Issue #1232, opened 2022-05-11
Don't display 'deceased' on WCIVF


pmk01:
If a candidate dies we cancel the election & don't show anything, so we don't need to display text about this on WCIVF.

PR #1593, opened 2023-05-10
Remove deceased property and text

VirginiaDooley:
Closes https://github.com/DemocracyClub/WhoCanIVoteFor/issues/1232

This decrease in coveralls coverage is a bug; the coverage remains the same as master.

### DIFF
--- a/locale/cy/LC_MESSAGES/django.po
+++ b/locale/cy/LC_MESSAGES/django.po
@@ -331,12 +331,6 @@ msgstr "Symbol y blaid"
 msgid "Show %(num_candidates)s candidates"
 msgstr "Dangos %(num_candidates)s ymgeiswyr"
 
-#: wcivf/apps/elections/templates/elections/includes/_person_card.html:16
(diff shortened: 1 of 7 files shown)


pmk01 (approved):

Bekabyx:
There's another instance of "(Deceased)" in `elections/templates/elections/includes/_person_card.html L14-18`  - should this one be removed too? This one doesn't use the `display_deceased` property but I thought I'd flag it in case it is also unwanted.

VirginiaDooley:
> There's another instance of "(Deceased)" in `elections/templates/elections/includes/_person_card.html L14-18` - should this one be removed too? This one doesn't use the `display_deceased` property but I thought I'd flag it in case it is also unwanted.

Nice spot, I think you're right. I've remove that and translations as well and added to 3af2194e8505064ee7aacaf25527f6da48a051fd

Bekabyx (approved):

VirginiaDooley:
[Remove deceased text](https://trello.com/c/EGzrI8G3/3363-remove-deceased-text)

----

WHAT THE TASK REQUIRES: What lines in the material above hold the string "removed"? List them.

TASK ANSWER:
There's another instance of "(Deceased)" in `elections/templates/elections/includes/_person_card.html L14-18`  - should this one be removed too? This one doesn't use the `display_deceased` property but I thought I'd flag it in case it is also unwanted.
> There's another instance of "(Deceased)" in `elections/templates/elections/includes/_person_card.html L14-18` - should this one be removed too? This one doesn't use the `display_deceased` property but I thought I'd flag it in case it is also unwanted.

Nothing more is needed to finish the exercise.